#### YOUR TASK:
Your task is to find every line of the data that holds the string "numeric" and copy it.

#### GIVEN INFORMATION:
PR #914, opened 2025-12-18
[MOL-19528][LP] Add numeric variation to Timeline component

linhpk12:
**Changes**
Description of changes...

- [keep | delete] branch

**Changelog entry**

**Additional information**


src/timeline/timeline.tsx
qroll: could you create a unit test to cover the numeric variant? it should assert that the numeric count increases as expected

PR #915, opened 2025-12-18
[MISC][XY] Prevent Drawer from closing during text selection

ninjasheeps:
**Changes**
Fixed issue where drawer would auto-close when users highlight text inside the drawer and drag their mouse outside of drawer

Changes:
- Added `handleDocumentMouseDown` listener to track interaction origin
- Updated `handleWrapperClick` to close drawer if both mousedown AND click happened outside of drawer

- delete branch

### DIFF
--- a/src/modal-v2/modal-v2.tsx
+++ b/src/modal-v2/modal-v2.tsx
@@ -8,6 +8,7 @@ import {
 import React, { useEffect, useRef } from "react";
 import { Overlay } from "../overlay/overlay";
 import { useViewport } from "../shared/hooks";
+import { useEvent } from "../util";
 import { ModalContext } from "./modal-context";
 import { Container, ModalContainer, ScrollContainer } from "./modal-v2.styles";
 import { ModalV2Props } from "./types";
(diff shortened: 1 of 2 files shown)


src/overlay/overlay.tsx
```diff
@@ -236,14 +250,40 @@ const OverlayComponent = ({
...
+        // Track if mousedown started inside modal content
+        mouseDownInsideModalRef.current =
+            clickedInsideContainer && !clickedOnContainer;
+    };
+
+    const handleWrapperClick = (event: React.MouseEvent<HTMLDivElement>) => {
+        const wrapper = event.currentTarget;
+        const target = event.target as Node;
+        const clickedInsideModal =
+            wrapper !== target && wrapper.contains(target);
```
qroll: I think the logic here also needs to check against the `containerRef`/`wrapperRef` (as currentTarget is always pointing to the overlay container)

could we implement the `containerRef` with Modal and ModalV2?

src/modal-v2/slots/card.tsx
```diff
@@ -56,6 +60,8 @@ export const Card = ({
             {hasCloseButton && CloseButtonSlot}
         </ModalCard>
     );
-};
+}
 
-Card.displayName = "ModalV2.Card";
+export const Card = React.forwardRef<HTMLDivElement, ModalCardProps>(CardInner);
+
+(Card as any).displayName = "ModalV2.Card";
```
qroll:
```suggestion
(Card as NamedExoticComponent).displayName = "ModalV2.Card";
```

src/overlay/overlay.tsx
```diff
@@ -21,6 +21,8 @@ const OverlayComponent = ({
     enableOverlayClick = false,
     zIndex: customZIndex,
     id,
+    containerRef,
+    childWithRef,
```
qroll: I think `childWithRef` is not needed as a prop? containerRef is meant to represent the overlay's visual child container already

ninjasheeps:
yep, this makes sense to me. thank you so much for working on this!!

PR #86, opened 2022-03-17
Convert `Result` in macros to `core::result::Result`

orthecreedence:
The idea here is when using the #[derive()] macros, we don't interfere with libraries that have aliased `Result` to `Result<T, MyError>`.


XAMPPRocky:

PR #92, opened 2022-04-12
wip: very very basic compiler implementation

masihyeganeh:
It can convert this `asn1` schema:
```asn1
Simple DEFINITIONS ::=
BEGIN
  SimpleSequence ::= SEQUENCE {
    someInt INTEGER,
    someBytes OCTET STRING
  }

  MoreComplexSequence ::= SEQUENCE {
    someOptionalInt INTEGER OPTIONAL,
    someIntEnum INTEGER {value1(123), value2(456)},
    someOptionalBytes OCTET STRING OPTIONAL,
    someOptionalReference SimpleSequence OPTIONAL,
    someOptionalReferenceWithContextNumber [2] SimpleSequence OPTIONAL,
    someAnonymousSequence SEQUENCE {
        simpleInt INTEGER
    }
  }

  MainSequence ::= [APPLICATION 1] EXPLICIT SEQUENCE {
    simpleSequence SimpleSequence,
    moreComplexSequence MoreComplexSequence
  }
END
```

#### RESPONSE BELOW:
[MOL-19528][LP] Add numeric variation to Timeline component
qroll: could you create a unit test to cover the numeric variant? it should assert that the numeric count increases as expected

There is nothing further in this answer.